5.5 Social Implications

Industrial symbiosis helps in an inclusive growth of the industries with sustainable future as a common goal, providing higher job opportunities and good relations between the industries in this extremely competitive Industry 4.0. It inculcates moral and ethical values to its employees as well as its partner industries providing a vision to grow and succeed.

6 Conclusion

The increased competition in Industry 4.0 has forced companies to collaborate and maintain good relations by being symbiotic. The contemporary or traditional industries are making an effort to evolve in order to survive be it by acquiring, merging, or collaborating. The symbiosis evaluation of ABC tire-manufacturing industry implies that ABC is symbiotic but still there is further scope to improve in the aspects of government policy, revenue generated, customer satisfaction, waste management, human resource management, and utilization of raw materials. In these perspectives, this study reports the measurement of industrial symbiosis index of a tire-manufacturing company using the conceptual model developed. The measurement indicates that the organization is symbiotic in nature. On the improvement of the identified week areas, symbiosis of the organization could be improved which enables the organization to attain complete symbiosis under a circular economy.

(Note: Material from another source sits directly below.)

PR #774, opened 2022-10-05
Handle disable_when_oos metafield

### LINKED ISSUE #701: Respect disable_when_oos
A variant can have a metafield called disable_when_oos. This relates to clearance products that we don't want to display once we run out, e.g. used products. If this metafield is true, the product should behave as if it's disabled when stock = 0.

6.1 Limitations and Future Research Directions

This study uses multi-grade fuzzy method for this study to evaluate symbiosis in a single industry. Advanced fuzzy logic methods can be utilized to evaluate for multiple industries. Further research can also be toward using different methods similar to multi-grade fuzzy logic.